In deep learning and computer vision, it is common for data to present certain symmetries. For instance, histopathological scans, satellite images or protein structures can have an arbitrary orientation or, in natural scenes, objects can freely rotate around their vertical axis. This prior knowledge about the symmetries of a problem can be leveraged via an equivariant model design. In particular, steerable CNNs are one of the most common and general classes of equivariant neural networks. In this talk, we will review the framework of steerable CNNs and present a theoretical characterization of general steerable kernel spaces and a practical program to parameterize steerable filters. Our theory enables us to directly parameterize filters in terms of a band-limited basis on the Euclidean space and to easily implement steerable CNNs equivariant to a large number of groups. These include new architectures equivariant to, for example, the symmetries of the platonic solids or to 3D azimuthal symmetries (rotations around the Z axis).

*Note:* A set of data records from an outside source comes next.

PR #578, opened 2026-07-28
feat(hooks): let pipeline hooks return a modified Document

rstrahan:
## Summary

Post-step pipeline hooks were structurally **read-only**. A hook could rewrite the S3 objects a document pointed at, but could not change the `Document` itself — no relabelling a section, adding/dropping sections, correcting an extracted attribute, adjusting confidence alerts, or appending metering.

Two things enforced that:

1. **The dispatcher discarded the hook's response.** `pipeline_hooks_function/index.py` extracted only the `halt` flag; the rest was kept purely as an observability artifact. Chained hooks at the same point all received the *same* input document, so hook #2 could not see hook #1's work.
2. **The ASL wrote hook output to a side branch.** Every hook state used `ResultPath: $.HookResults.<point>`, then handed off to a step that read the document from the path it occupied *before* the hook ran. `postSummarization` used `ResultPath: null` — discarded outright.

This PR makes hooks able to inject business logic into the pipeline itself, while preserving the existing contract exactly.

## Approach

The dispatcher becomes a **pass-through transform**: it now *always* returns a top-level `document` (the inbound one verbatim unless a hook modified it), and one small `Apply<Point>HookDocument` Pass state copies that into the canonical path the next step already reads. No step Lambda changes.

A hook opts in by returning `{"updatedDocument": <doc>}` — deliberately not `"document"`, so a read-only hook echoing its input cannot accidentally start mutating the pipeline. Two accepted shapes: an **inline dict** (the dispatcher spills it to the working bucket) or a **compressed reference** the hook wrote itself (no size ceiling).

Chained hooks now **compose**: each sees the previous hook's output, in `order`.

### Guardrails

A violation is **refused** — the pre-hook document continues and the reason lands in `$.HookResults.<point>.Payload.results[].documentUpdateRejected`. It never fails the workflow.

| Rule | Why |
|---|---|
| `id`/`input_key`/`input_bucket`/`output_bucket` immutable | The tracking-table row and output S3 prefixes are keyed off them |
| `sections` must be a list of id strings | `ProcessSections`' `ItemsPath` iterates it directly |
| `config_version` preserved | It resolves hooks for the rest of the pipeline |
| Inline documents capped at 5 MB | Bounded by Lambda's 6 MB sync response limit |

`allowDocumentUpdate: false` on a hook entry pins it to observe-only.

### New `idp_common.hooks` helpers

`load_hook_document(event)` / `updated_document_result(doc)` make the round-trip two calls and avoid the trap of hand-building a `Document` (which silently drops `metering`, `errors`, `hitl_metadata`, `processing_issues`).

## A real defect this surfaced

`use_bda` and `bda_project_arn` ride on the document *payload* (injected by the queue processor from the resolved config) purely so the state machine can read them via JSONPath — but they are **not** `Document` model fields. A hook doing the natural load → mutate → return therefore dropped them, and losing `use_bda` failed the execution outright:

```
Invalid path '$.document.use_bda': The choice state's condition path references an invalid value.
```

The dispatcher now carries both forward, back-filling only keys the hook did not set (so a hook can still deliberately reroute a document). Found by E2E, not by unit tests — covered by four regression tests now.

## Backward compatibility

| Concern | Outcome |
|---|---|
| Hook returns arbitrary JSON, no `updatedDocument` | Document echoes through **byte-identical** |
| No hooks registered | Dispatcher echoes the inbound document; Apply state is a no-op copy |
| `$.HookResults.<point>.Payload.halt` consumers | Untouched; `document` is additive |
| Dispatcher/hook error | Existing `Catch` blocks **already bypass** the Apply state → pre-hook document, no restore logic |
| Stored config shape | No new required fields; `PipelineHook` is `extra="allow"` |
| Step Lambdas, final output shape, workflow tracker | **No changes** |

Cost: 6 new `Pass` states (~free) plus one `PutObject` per *mutating* hook only.

## Testing

**Unit** — 2564 pass. 20 new dispatcher tests (echo-through, inline compression, compressed-ref pass-through, identity rejection, malformed `sections`, oversized inline, S3-failure degradation, multi-hook threading, `allowDocumentUpdate` gate, control-field preservation) + 10 for the helpers.

**E2E on a live stack** (IDP1/us-west-2, v0.6.3.dev4) — a probe hook registered at **all six** points via a dedicated config version:

- **mutate** — all 6 markers reached the final document; **6/6 sections carried the `postClassification` relabel** (proving `ProcessSections` iterated the hook's document, not the pre-hook one); 6/6 carried the `postExtraction` attribute injection. `COMPLETED`.
- **reject_identity** — every hijack attempt refused at every point, identity intact, document still `COMPLETED` (refusal degrades to passive).
- **baseline, no hooks** — document unchanged, `COMPLETED`.

Also verified: `make lint-cicd` clean, `make check-arn-partitions` clean, basedpyright clean on changed files, and all 6 Apply states deployed with correct paths.

## Docs

Both tiers: `docs/feature-platform.md` (full contract + per-point propagation table), `docs/feature-platform-developer-guide.md` (a "writing a mutating hook" walkthrough), new `lib/idp_common_pkg/idp_common/hooks/README.md`, and `CHANGELOG.md`.

### Note for reviewers

`postExtraction` runs **inside** the `ProcessSections` Map, so its document is a *section* document — `Pipeline_ProcessResultsStep` rebuilds the final document from the `ClassificationResult` base and takes only `sections[0]` + `metering` from each Map result. Section-scoped mutations propagate; top-level/page-level ones made there do not. Documented in both tiers.


rstrahan:
## Self-review findings addressed (commit `eed5f77eb`)

A review pass over this branch turned up two guardrail gaps, both the **same class** as the `use_bda` defect the second commit already fixed: an unvalidated field on the document payload that the state machine consumes directly, where a malformed hook response fails the execution rather than degrading to the passive behavior.

### 1. A compressed reference's `s3_uri` was accepted for any bucket and key

This is a **key-injection vector**, not merely a cross-bucket read. `Document.decompress()` (`lib/idp_common_pkg/idp_common/models.py:920-923`) parses the URI but **discards its bucket**, reading the key against the consumer's own working bucket. So a hook returning `s3://attacker/x/evil.json` didn't cause a foreign read — instead the key `x/evil.json` was read from the *real* working bucket, escaping the `compressed_documents/` prefix the design assumes.

The identity check couldn't catch it: it compares the wrapper's `document_id` field, not the content at the URI. A hook could point the next step at any object in the working bucket — e.g. another document's `sections/N/result.json` — and have it deserialized as this document.

The URI must now name an object under `compressed_documents/` in the stack's own working bucket.

### 2. A compressed reference omitting `num_pages`/`status`/`sections` was accepted, then failed downstream

`ProcessSections`' `ItemsPath` (`$.ClassificationResult.document.sections`) and `BDA_CheckExistingData`'s Choice read those paths directly, so an absent one yields `States.Runtime` and kills the execution. The dispatcher's own inline path and `Document.compress()` both emit them, so this only bit a hand-rolled reference — but that's exactly the path the docs advertise for large documents. They're now back-filled from the inbound document, alongside the existing control fields.

### Also

Documented that hooks should make mutations **idempotent**, since the workflow's `Retry` on a hook dispatch re-invokes the hook — an append-style mutation (`classification += "-X"`) can apply twice where a set is safe.

### Verification

- 7 new tests, including one pinning `_compress_inline_document`'s output as satisfying `_validate_compressed_ref`, so the write and validate paths can't drift. Older tests used bare `s3://wb/x.json` placeholders and were rewritten to realistic prefixed URIs.
- 2571 unit tests pass; `ruff` + `basedpyright` clean.
- **E2E re-run on IDP1/us-west-2 after the change** — the mutation scenario still passes end to end (6/6 sections relabelled at `postClassification`, 6/6 attributes injected at `postExtraction`, all 6 markers in the final document), confirming the tightened checks don't affect the documented helper-based path.

Three findings were assessed and deliberately **not** changed:
- Path traversal via a document id in the S3 key — contained, since S3 keys are opaque strings with no path normalization, so `..` stays literal and the `compressed_documents/*` IAM grant still holds.
- `featureId` in the S3 key is unsanitized — same reasoning, and it's admin-controlled config.
- `docs/aws-services-and-roles.md` not updated — this adds a statement to an existing role rather than a new role or service.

Speaker: Gabriele Cesa (Website)
About the speaker: Gabriele Cesa is a Research Associate at Qualcomm AI Research, Amsterdam and a Ph.D. student at AMLab, University of Amsterdam, under the supervision of Max Welling. Gabriele’s research focuses on augmenting machine learning methods with prior information about the geometry of a problem to achieve improved data efficiency and generalization. A particular emphasis has been given to equivariant neural networks, which can encode our knowledge about the symmetries in the data into the model’s architecture. In the last years, Gabriele developed the Python library “e2cnn” (now “escnn”), used by many practitioners to implement steerable CNNs.
Previously, Gabriele received a Master’s degree in Artificial Intelligence at the University of Amsterdam and a Bachelor’s degree in Computer Science at the University of Trento.